The 'ldap-diff' tool outputs the difference between data stored in two LDAP servers into an LDIF file. This file could be used with the 'ldapmodify' command to bring the source directory server in sync with the target directory server. The specific entries to compare can be controlled with the --searchFilter option. In addition, only a subset of attributes can be compared by listing those attributes as trailing arguments of the command. Specific attributes can also be excluded by prepending a ^ character to the attribute. On Windows operating systems, excluded attributes must be quoted, for example, "^attrToExclude". When retrieving entries from a Ping Identity Directory Server, the @objectClassName notation can be used to compare only attributes that are defined for a given objectclass.

This command can be used on servers actively being modified, without reporting false positives due to replication delays, by checking differing entries multiple times. By default, it will re-check each differing entry twice, pausing two seconds between checks. These settings can be configured with the --numPasses and --secondsBetweenPass options. The output is formatted so that delete operations come first, modify operations come next, and add operations come last. This gives the best chance that the resulting output file can be used to bring the source server into sync with the target server without causing any conflicts. This takes into account attribute uniqueness constraints as well as that child entries must be deleted before parents and parents must be added before children.

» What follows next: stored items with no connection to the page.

PR #6638, opened 2023-11-28
refactor(sdk): Refactor Report API and include limited json validation

andrewtruong:
Description
-----------
This PR makes mostly internal improvements to Report API to make it easier to manage.

Notable changes:
1. Decouples the interface (`interface.py`) from the backend (`internal.py`), where previously the json was modified directly(!)
2. Adds better and faster validation via pydantic
3. Adds support for collapsible headings

This does not introduce any breaking changes to working v1 Reports.
1. A new v2 namespace is introduced, and a deprecation warning is displayed to v1 users
2. The v1 reports will be phased out in future and replaced with v2.

Testing
-------
- unit tests
- e2e test in core


ssisk (commented):
I haven't fully looked at this, but after discussing with andrew I think this is a good plan, thanks!

wandb/apis/reports2/__init__.py
```diff
@@ -0,0 +1,38 @@
...
+
+def show_welcome_message():
+    if os.getenv("WANDB_DISABLE_REPORT_API_MESSAGE"):
+        return
+
+    termlog(
+        cleandoc(
+            """
+            Thanks for trying out Report API v2!
+            See a tutorial and the changes here: https://colab.research.google.com/drive/1CzyJx1nuOS4pdkXa2XPaRQyZdmFmLmXV
```
vanpelt, line 31: Would be smart to replace this with a short link at wandb.me.

vanpelt (approved):
Looks good, I'm not a big fan of `reports2`.  `reportsv2` feels a little better.  Another option would be to put it under reports `reports.v2` then eventually move the current reports to `reports.v1` and make `reports` the new stuff.  Don't feel strong enough to block so do as you please.

requirements_test.txt
```diff
@@ -15,3 +15,5 @@ pandas
 responses
 
 coverage[toml]
+pydantic>=2.0.0
```
kptkin, line 18: why here if you already put it in dev?

requirements_dev.txt
```diff
@@ -43,7 +43,8 @@ responses
 respx
 prometheus_client
 google-cloud-aiplatform
-
+pydantic>=2.0.0
```
kptkin, line 46: why do you need it here if you put it in requirements?

requirements.txt
```diff
@@ -14,3 +14,4 @@ setuptools
 appdirs>=1.4.3
 dataclasses; python_version < '3.7'
 typing_extensions; python_version < '3.10'
+pydantic>=2.0.0
```
kptkin, line 17: also maybe make it an extra for reports?

setup.py
```diff
@@ -1,3 +1,3 @@
 from setuptools import setup
 
-setup()
+setup(extras_require={"reports": ["pydantic>=2.0.0"]})
```
andrewtruong, line 3: Is this the right place for extras @kptkin ?

vanpelt: `pyproject.toml` => [project.optional-dependencies]

requirements_test.txt
```diff
@@ -15,3 +15,6 @@ pandas
 responses
 
 coverage[toml]
+polyfactory; python_version >= '3.8'
+
+.[reports]
```
dmitryduev, line 20: I think you don't need this, since you already put these into _dev

setup.py
kptkin: like @vanpelt said, you can see other extras for examples.

requirements_test.txt
dmitryduev, line 20:
```suggestion

```

.circleci/config.yml
```diff
@@ -1763,6 +1763,19 @@ workflows:
...
           xdist: 1
 
+      # report api tests
+      - tox-base:
+          requires:
+            - "unit-tests"
+          matrix:
+            parameters:
+              python_version_major: [3]
+              python_version_minor: [8, 9, 10, 11, 12]
```
kptkin, line 1773: why do you need to test it on all the python versions?

tox.ini
```diff
@@ -184,6 +184,37 @@ commands_pre=
...
+passenv=
+    {[base]passenv}
+    CI_PYTEST_PARALLEL
+    CI
+allowlist_externals=
+    mkdir
+    nox
+    go
+commands_pre=
+    notebooks: ipython kernel install --user --name=wandb_python
```
kptkin, line 210: why do you need this line?

.circleci/config.yml
andrewtruong: We can do just 3.8 if it's too expensive

tox.ini
```diff
@@ -184,6 +184,31 @@ commands_pre=
 commands=
     yea {env:CI_PYTEST_SPLIT_ARGS:} --strict --shard {env:SHARD:default} run {posargs:--all}
 
+[testenv:reports-py{38,39,310,311,312}]
+deps=
+    -r{toxinidir}/requirements_test.txt
```
kptkin, line 189: do you need all the deps in requirement_test? i wonder if you can save some time

tox.ini
```diff
@@ -184,6 +184,31 @@ commands_pre=
 commands=
     yea {env:CI_PYTEST_SPLIT_ARGS:} --strict --shard {env:SHARD:default} run {posargs:--all}
 
+[testenv:reports-py{38,39,310,311,312}]
```
kptkin, line 187: i don't think you need a new table, you probably can add it to `[testenv:{,core-}{,notebooks-}py{37,38,39,310,311,312}]` just add the relevant  labels

kptkin: [testenv:{,core-}{,notebooks-, reports-}py{37,38,39,310,311,312}]

tox.ini
```diff
@@ -184,6 +184,31 @@ commands_pre=
...
+deps=
+    -r{toxinidir}/requirements_test.txt
+    wandb[reports]
+    pydantic
+    polyfactory
```
kptkin, line 192: convert to label `reports: ...`

dmitryduev (approved):
🥇

PR #6640, opened 2023-11-28
Fixed single value problem in log_tensor_stats

gmongaras:
Description
-----------
- Fixes WB-NA
- Fixes #NA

The directory user specified for performing the searches must be privileged enough to see all of the entries being compared and to issue a long-running, unindexed search. For the Ping Identity Directory Server, the out-of-the-box cn=Directory Manager user has these privileges, but you can assign the necessary privileges by setting the following attributes in the user entry

ds-cfg-default-root-privilege-name: unindexed-search
ds-cfg-default-root-privilege-name: bypass-acl
ds-rlim-size-limit: 0
ds-rlim-time-limit: 0
ds-rlim-idle-time-limit: 0
ds-rlim-lookthrough-limit: 0

For servers from other vendors, consult their documentation for configuring the proper privileges.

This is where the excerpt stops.